§ YOUR GOAL:
Below are entries; copy exactly the lines from the one with "- The Help page" through the one with "- The site does", both included, and leave out the rest.

§ EXERCISE MATERIALS:
===

PR #818, opened 2017-12-29
Switch uses of <figure> to {% include figure.html %}

geeknoid:
figure.html now contains a bit of magic to substantially improve
the load time and visual appearance of pages that contain imagery.
The magic pre-allocates space on the page of the exact size needed
for the image, even though the image isn't loaded yet. The result
is that the page can be layed out once, layout doesn't need to
happen again for each image that gets loaded.

This is part of a bigger PR which I'm pushing in pieces to
make it easier to deal with.


_blog/posts/2017/0.1-announcement.md
```diff
@@ -36,18 +36,19 @@ Google, IBM and Lyft joined forces to create Istio from a desire to provide a re
...
-    </a>
-</figure>
+{% include figure.html width='100%' ratio='55.42%'
+    img='./img/istio_grafana_dashboard-new.png'
+    alt='Grafana Dashboard with Response Size'
+    title='Grafana Dashboard with Response Size'
+    caption='Grafana Dashboard with Response Size'
+    %}
+
+{% include figure.html width='100%' ratio='29.91%'
```
ldemailly: those numbers, 29.91% - where are they coming from ?

geeknoid: It's (image height / image width) * 100. I mentioned this in the updated instructions on how to insert an image.

With figure.html, the author specifies the relative width of the image as compared to the surrounding content. The author also specifies the aspect ratio of the image. This is enough info to be able to calculate the actual width & height of the image during layout.

geeknoid:
I didn't think links on images was a good thing. They don't bring you to a new page, just point the browser to the same image. You can right-click on the image and select "Open Image in New Tab" to get the same effect.

Do you think those links are useful?

_blog/posts/2017/0.1-announcement.md
ldemailly: can’t a computer calculate that ? preserving the aspect ratio should be the default, this seems error prone (and cumbersome)?

ldemailly:
I thought the clickability helped see the images that are zoomed out to fit/in full resolution- maybe a js pop up / overlay would be even fancier way to get that. it doesn’t harm to have the link for now ?

geeknoid:
Yes, a computer could calc the aspect ratio. Unfortunately, the tool chain
we're using doesn't provide a good place to hook in.

If we don't specify the aspect ratio statically, then the browser needs to
figure it out dynamically. To figure it out, it needs to load the SVG file.
This means that the browser will do the layout, and then when the SVG is
done loading, the browser will redo the layout, causing to flickering and
increased overall load time.

Ideally, there would be a plugin in Jekyll that would extract this
information automatically. Alas, this doesn't exist. And even if I wrote
one, we can't load custom plugins to GitHub Pages :-(

It's a tradeoff between having a nicer looking web site (especially on
mobile) and a few seconds of extra work when someone adds an image to the
site. If the aspect ratio is incorrect, the worst thing that happens is
that the image will be squashed.

geeknoid:
I just looked at a few web sites and see that clicking on images is done by some sites, while others don't. Kubernetes.io doesn't, but the Envoy site does.

Anyway, since you like the links, I'll add 'em back. No biggie.

geeknoid:
Turns out that only a few of the figures on istio.io are clickable. Most
are not...

geeknoid:
PTAL.

All images on the site are now clickable.

PR #823, opened 2017-12-29
Fixing a broken link on istio.io

jasminejaksic:
Adding redirect from https://istio.io/docs/reference/feature-stages.html. 
I understand the content needs to be updated but that's orthogonal to fixing a broken link.

### DIFF
--- a/_docs/welcome/feature-stages.md
+++ b/_docs/welcome/feature-stages.md
@@ -6,8 +6,9 @@ order: 10
 
 layout: docs
 type: markdown
-redirect_from: "/docs/reference/release-roadmap.html"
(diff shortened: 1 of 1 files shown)


_docs/welcome/feature-stages.md
```diff
@@ -7,6 +7,7 @@ order: 10
 layout: docs
 type: markdown
 redirect_from: "/docs/reference/release-roadmap.html"
+redirect_from: "/docs/reference/feature-stages.html"
```
ldemailly: try:
```
redirect_from:
  - "/docs/reference/release-roadmap.html"
  - "/docs/reference/feature-stages.html"
```
because currently, it seems it's last one wins and it loses the current redirect

PR #826, opened 2018-01-03
Major update of the web site's infrastructure.

geeknoid:
Four major themes to this work:

* Performance. This new site is fast. It loads considerably faster, especially on mobile.
Every pixel is drawn exactly once. Clicking around doesn't result in things jiggling everywhere.

* Navigation. I wanted to make it easier to get around the site, especially on mobile. To that end, we now have:

  - Sticky navigation elements. The top nav bar, the left sidebar and the right TOC are now sticky and remain
on screen even as page content is scrolled.

  - Tabs in the Docs section have been removed and integrated as accordion items in the left sidebar.

* Layout. I moved a bit of content around to make it easier to find and give us some room to grow:

  - The Help page is now replaced with a full Help section. This provides a home for the FAQ, glossary,
bug reporting, and troubleshooting pages.

  - The About page is now replaced with a full About section. This provides a home for the release notes, roadmap, upcoming "in the news" section, etc.

* Design. I tried to improve consistency across the site and provide a slightly lighter feel by minimizing the impact of some design elements. Specifics:

  - Font sizes are now consistent across the site.

  - The site does a much better job at adjusting to different screen sizes which makes the mobile experience better.

  - Accessibility is improved by adding many attributes for screen readers, and by ensuring the site scales properly based on user-selected fonts.


linsun:
The staging site looks great on my laptop and mobile, thank you Martin, great work!

PR #825, opened 2018-01-02
Updates to features page

jasminejaksic:
Grouped features by use-cases/tracks and modified them to reflect 0.4 release

PR #829, opened 2018-01-04
Updates to features page

jasminejaksic:
redoing #825


smawson:
LG other than the change to have platform support pulled out.

jasminejaksic:
Per our discussion, we will make additional changes (including separating platform support) in the next iteration.

PR #833, opened 2018-01-04
Add support for archiving istio.io contents.

geeknoid:
This change has no visible effect on anything, new behavior is controlled by the _data/istio.yml archive variable, and by removing the draft: front-matter entry in archive.md.


geeknoid:
Which errors? The change as it is shouldn't have any visible effect on
istio.io, no new errors should be there. So what are you thinking about
then?

ldemailly:
click the link ? draft are being rendered and participate in link checking, it only hides from nav

ldemailly:
also where is the dropdown of versions - to create the v0.1, v0.2.... I'd like to merge the menu/navigation first into those branches

geeknoid:
Oh, those errors :-)

I'll just remove the archive entries in _data/site.yml. Once the archives
exist, then we add these entries.

The way I implemented this is not via a dropdown. Instead, you navigate to
the About page, and there's a Site Archive page where you select the
version you want. It's simple and doesn't waste screen space in the header
for something which is not the prime use case. Of course, if we find that
customers wants to look at old versions all the time, we could add an
explicit dropdown like k8s has.

ldemailly:
i meant for people who end up on an archived version, to know to switch back to latest or another version

geeknoid:
​The model is like this:

   - istio.io has a Site Archive page which lists all available archived
   versions.


   - ​When the user clicks on an archive, they are sent to the archived
   site on archive.istio.io.


   - Archive sites use different coloring and specific markings to tell the
   user that they are archived sites. I used some gold coloring, as in "golden
   oldies".


   - If the user performs a search in an archived site, results will be
   limited to the archive site.


   - If the user navigates to the Site Archive page of an archived site,
   there will be a link pointing back to the Site Archive page of the main
   istio.io site. So individual archive sites don't reference other archive
   sites.

You can see a sample archive site at https://geeknoid.github.io/
istio.github.io/

ldemailly:
cool, I guess what I am suggesting is:
screen shot 2018-01-04 at 1 38 54 pm
would be dropdown instead of a link to the top of the archive
so people would go from 0.4 (should not be 0.4.0 btw) to latest or 0.5 directly from each page

ldemailly:
ditto for
screen shot 2018-01-04 at 1 40 26 pm

ldemailly:
by the way an interesting challenge is going to be how to redo that in the old framework for each branch pre your big change

geeknoid:
​That would be doable, but:

- Everytime a new archive is produced, we would have to build previous
archives such that they contain a new entry in their respective dropdowns.
Either that or we dynamically fetch the list of archives from somewhere in
JavaScript and render the dropdown on the fly accordingly.

- I just don't think browsing between archived versions is a key scenario.
You can access all the archived versions from the main Site Archive page,
so that seems to hit the 99% case for this stuff (which is I believe the
"I'm running 0.2 in my setup and I want to see the docs for that")
​

ldemailly:
well at least there should be a link to istio.io from all the archive headers

but yes it could get the list from javascript from 1 file at the top of archive.istio.io

geeknoid:
All right, there is now a dynamically updated dropdown. Instead of listing available archive versions in _data/istio.yml you need to have https://archive.istio.io/versions.txt.

_includes/archives.html
```diff
@@ -0,0 +1,22 @@
+
+<script>
+    fetch('https://archive.istio.io/versions.txt')
```
ldemailly: awesome !

ldemailly:
I have a ticket open with firebase, it's taking longer than expected to get the cert setup for archive.istio.io - but do you want to start applying this to 

https://github.com/istio/istio.github.io/tree/release-0.1

if you get that one working, I'll create 0.2, 0.3 and 0.4 and cherrypick there
(though I guess 0.4 can probably be == master as I don't think we have much 0.5 content yet ?)

ldemailly:
I have a first version:
https://github.com/istio/admin-sites/pull/34
https://archive.istio.io/

ldemailly:
The menu on the right is awesome, but I wouldn't change the color scheme - or at least not blue to yellow 

I think https://archive.istio.io/v0.2/docs/
screen shot 2018-01-05 at 3 44 02 pm

(+ the dropdown) is clear enough that it is not the latest

though "archive" is a bit long - maybe that part can be smaller

ldemailly:
So I added versions.txt generation/support and had to add CORS header too so it's downloadable from JS from anywhere/staging site

It doesn't render quite right:

https://geeknoid.github.io/istio.github.io/

screen shot 2018-01-05 at 5 48 15 pm

geeknoid:
Refreshed colors for archived sites: gold be gone.

ldemailly:
Thanks, oldie is still there though.
Also can you pass « rake test »/fix so circleci is happy?

geeknoid:
I'm not sure what to do about the rake test. I'm using an href of # which
is what I'm supposed to use for dropdowns, according to the Bootstrap docs.
But the test is claiming that # is not valid.

geeknoid:
Turns out I can just remove the # and everything seems to work.

ldemailly:
^

geeknoid:
Ready to commit.

_includes/header.html
```diff
@@ -12,7 +12,11 @@
 
         <a class="navbar-brand d-flex w-50 mr-auto" href="{{home}}/" style="visibility: {{visibility}}">
             <img class="logo" src="{{home}}/img/istio-logo.svg" alt="Istio Logo"/>
-            <span class="brand-name">Istio</span>
+            {% if site.data.istio.archive %}
+                <span class="brand-name">Istioldie {{site.data.istio.short_version}}</span>
```
ldemailly: Istioldie -> Istio Archive

_layouts/base.html
```diff
@@ -22,10 +22,18 @@
             <meta name="og:description" content="{{page.overview}}">
         {% endif %}
 
-        {% if page.title == 'Istio' %}
-            <title>Istio</title>
+        {% if site.data.istio.archive %}
+            {% if page.title == 'Istio' %}
+                <title>Istioldie {{site.data.istio.short_version}}</title>
+            {% else %}
+                <title>Istioldie {{site.data.istio.short_version}} / {{ page.title }}</title>
```
ldemailly: same

_sass/base/_archive_colors.scss
```diff
@@ -0,0 +1,4 @@
+// Colors for the archive version of the site
+$mainBrandColor: #466BB0;
+$secondBrandColor: #041A77;
```
ldemailly: can we not change the colors at all ?

ldemailly:
ping

geeknoid:
I am ready to check in. I disagree with your PR review comments and have no
intention to make those changes.

ldemailly:
> I disagree with your PR review comments and have no intention to make those changes.

let's recap what I think are on the objectives we can agree on:

a) provide navigation from versions to version
b) make it clear for visitor being on a specific version that indeed they are on that version and not the latest
c) respect our branding
d) provide the functionality to our users sooner than later

This PR's infrastructure is great (for a) and b)) and just needs a few characters of change to achieve c)

@jasminejaksic and I already mentioned `Istioldie` while cute is probably not right, and ditto about changing the colors. I'm not attached to `Istio Archive` but it's clearly (to me) a better, professional wording.

@zinuga what do you think ?

rshriram:
fwiw, I would be happy with the stuff as is. Its bad enough that we don't have a dedicated web dev to all this UX stuff. I am really grateful to @geeknoid for doing all this webdev work _on top of_ development/design/architecture etc. that he is doing related to Istio. If I was knowledgeable enough and resourceful enough to send my own PRs for site wide UX changes, I might argue for the wording (Istioldie -> Istio Archive or what not). But since this is volunteer contribution as a hobbyist, I will take what I can get. 

May be as a compromise, Isti'oldie ? It took me a couple of seconds to recognize the "oldie" in Istioldie (my eyes fell on Istio, then l, then "die"). 

A small amount of informalism is fine IMO, as its not really offending anyone nor indicating any form of inconsistency in messaging/docs.

jasminejaksic:
There is no right or wrong answer here, these are just design preferences. While I provided my opinion, it's just that, "an opinion", so it's up to geeknoid@ to take it or leave it.

smawson:
I agree with Shriram, while I like Istio Archive slightly better than Istio Oldie, I'm not the one putting in all this work so I'm fine with it as is.

We should just get this checked in and then iterate on a better name and/or better colors after. Launch and iterate.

===

§ RESPONSE TO THE EXERCISE:
  - The Help page is now replaced with a full Help section. This provides a home for the FAQ, glossary,
bug reporting, and troubleshooting pages.

  - The About page is now replaced with a full About section. This provides a home for the release notes, roadmap, upcoming "in the news" section, etc.

* Design. I tried to improve consistency across the site and provide a slightly lighter feel by minimizing the impact of some design elements. Specifics:

  - Font sizes are now consistent across the site.

  - The site does a much better job at adjusting to different screen sizes which makes the mobile experience better.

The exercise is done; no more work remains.